I was on my computer. Just wasting time, really. My family was out, and the middle brother was babysitting the youngest brother. Usually it’s my job to babysit, but my mother wanted to give me an easy night after I had a long day at work. Anyway, it was eleven o’clock at night. My family just got home. Even though I was tired, I hadn’t tried going to sleep yet. They always wake me up when they come up. Usually indirectly, when they come into my room to check on me or go through my stuff. Or purposefully, when they feel like complaining about what a mess the house in general, or my room specifically, is in. And them going through my stuff makes me uncomfortable. So I stay awake. My mom usually says goodnight, then goes straight upstairs and to sleep. Usually my stepdad follows her. But tonight, like a few other unfortunate nights, he has decided he’d rather talk to me.

Now, my mom and stepdad have been pressuring me to talk to him for the past week or two. It’s a bad idea, we all know it, but they think it’ll eventually make us a closer family. I knew it wouldn’t work, but like the gullible, weak-willed person I am, I gave in and decided to give it a shot. So just like the previous times this week, and many other times throughout my life, I responded with more than yes, no, I don’t know, or plain silence.

He wanted to lecture me on how I have no right to be alive. He said my current status of living is due to the mere accident of my being born to a mother in the most civilized of all countries, America. And since then, she and he have been working solely to feed me. He asked me what right I had to be alive, and why I was alive. I told him I had “every right to be alive,” and that I was alive because my mother wanted children. He got offended, as he seemed to think I was only alive because he got a job solely to feed and shelter me.

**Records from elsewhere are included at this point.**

Issue #136, opened 2022-03-17
Add ModelMetadata endpoint support


pvaneck:
Users may want to find the input tensor name and/or shape of a particular model. The v2 predict protocol outlines a [ModelMetadata API](https://github.com/kserve/kserve/blob/master/docs/predict-api/v2/required_api.md#model-metadata-1). We should have ModelMesh support this as I believe Triton and MLServer already expose this endpoint.

Related issue and discussion: https://github.com/kserve/modelmesh-serving/issues/104

njhill:
I think all that should be needed is the addition of that rpc to those advertised by the adapter logic for Triton and MLServer [here](https://github.com/kserve/modelmesh-runtime-adapter/blob/main/model-mesh-triton-adapter/server/server.go#L296) and [here](https://github.com/kserve/modelmesh-runtime-adapter/blob/main/model-mesh-mlserver-adapter/server/server.go#L560), as well as to the id extraction config set by the controller [here](https://github.com/kserve/modelmesh-serving/blob/c8f9cf129a2f231df1fb75bdc858b21d430df84d/controllers/modelmesh/cluster_config.go#L36). And test coverage of course.

PR #164, opened 2022-06-09
feat: Enable ModelMetadata endpoint

pvaneck:
**Motivation**

Enable users to use the KServe v2 ModelMetadata endpoint with Triton and MLServer ServingRuntimes.

**Modifications**

- ModelMetadata added to dataplane config in controller.
- Some functional tests were added to test the newly exposed endpoint.

**Result**

Users can send gRPC requests to the ModelMetadata endpoint. Primarily useful with Triton as MLServer only seems to return the name of the model.

Partially-Closes: #136

### DIFF
--- a/fvt/fvtclient.go
+++ b/fvt/fvtclient.go
@@ -425,6 +425,18 @@ func (fvt *FVTClient) RunKfsInference(req *inference.ModelInferRequest) (*infere
 	return grpcClient.ModelInfer(ctx, req)
 }
 
+func (fvt *FVTClient) RunKfsModelMetadata(req *inference.ModelMetadataRequest) (*inference.ModelMetadataResponse, error) {
+	if fvt.grpcConn == nil {
+		return nil, errors.New("you must connect to model mesh before running a model metadata request")
+	}
+
+	grpcClient := inference.NewGRPCInferenceServiceClient(fvt.grpcConn)
+
+	ctx, cancel := context.WithTimeout(context.Background(), 20*time.Second)
+	defer cancel()
+	return grpcClient.ModelMetadata(ctx, req)
+}
+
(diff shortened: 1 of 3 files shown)


config/default/config-defaults.yaml
```diff
@@ -38,7 +38,7 @@ restProxy:
       cpu: "1"
       memory: "512Mi"
 storageHelperImage:
-  name: kserve/modelmesh-runtime-adapter
+  name: pvaneckw/modelmesh-runtime-adapter
```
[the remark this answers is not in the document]
pvaneck: Yea, I see that it was merged (thanks!). I will switch back the image now.

njhill (approved):
Thanks @pvaneck!

fvt/fvtclient.go
```diff
@@ -425,6 +425,18 @@ func (fvt *FVTClient) RunKfsInference(req *inference.ModelInferRequest) (*infere
 	return grpcClient.ModelInfer(ctx, req)
 }
 
+func (fvt *FVTClient) RunKsModelMetadata(req *inference.ModelMetadataRequest) (*inference.ModelMetadataResponse, error) {
```
chinhuang007, line 428: Nit: maybe RunKfsModelMetadata to be consistent?

pvaneck: Initially wanted to start using the abbreviation for the rename, but, sure, I'll keep it consistent for now. Maybe at some point, we can do a mass rename.

chinhuang007: Yeah, I thought you might have ks for KServe to be different from ksf. Agreed, at some point, we should rename all kfs.

chinhuang007 (approved):
Thanks, @pvaneck !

He proceeded to insult me in the usual ways. I am fat, I am useless, I am not a man, I am a pussy, I am a bitch, I am a fool, I am deluded, I have a “victim mentatlity” (which is a favorite phrase of his). I have never suffered in my life. I have never experienced hardship. I have never been challenged. I never earned my good grades, apparently my mother forced me to. I don’t think she’s ever been to my college campus, and she doesn’t understand anything I’m learning. And, most importantly, she’s stopped helicoptering and has been giving me freedom to do what I want and come home when I want, and my grades have never been higher. I do not have a job, according to him, because I currently work two or three days a week in the same building my mother does, and that’s not a job because she helped me get it.

So, I told him what I though. That he is stupid. That my job-that-is-not-a-job really is a job. That my grades-that-my-mother-earned were really earned by me. That the so-called man of the house is an idiot, a retard, a moron, and a dumbass.

He said I was not a man because I was not supporting myself, my mother, and him.

I said I’m getting an education to get a better job than he has. (Welding.)

That apparently hurt his feelings, as he got visibly more upset.

My memory grows fuzzy at this point. At any rate, he got in my face, pushed me with his chest, and swore a lot. He threatened to kill me, and graphically described the ways he could and nearly has killed me. According to him, it wasn’t threatening, because even though he could kill me, and will kill, he didn’t want to kill me, so it wasn’t a threat. He continued threatening to kill me. He told me about the many times he tried to kill me before, but my mother stopped him at the last minute. He told me I was trying to take his son (my youngest brother) away from him. He told me no matter what I did or said, no one would ever listen to me. And even if he did kill me, my mother would still not take his son away from him. When he allowed me to respond in this part of the conversation, I swore at him.

The conversation went on, mostly now about him complaining about his childhood, and me being too tired to continue disagreeing with his stupidity. Each minute was excruciating. It never seemed to end.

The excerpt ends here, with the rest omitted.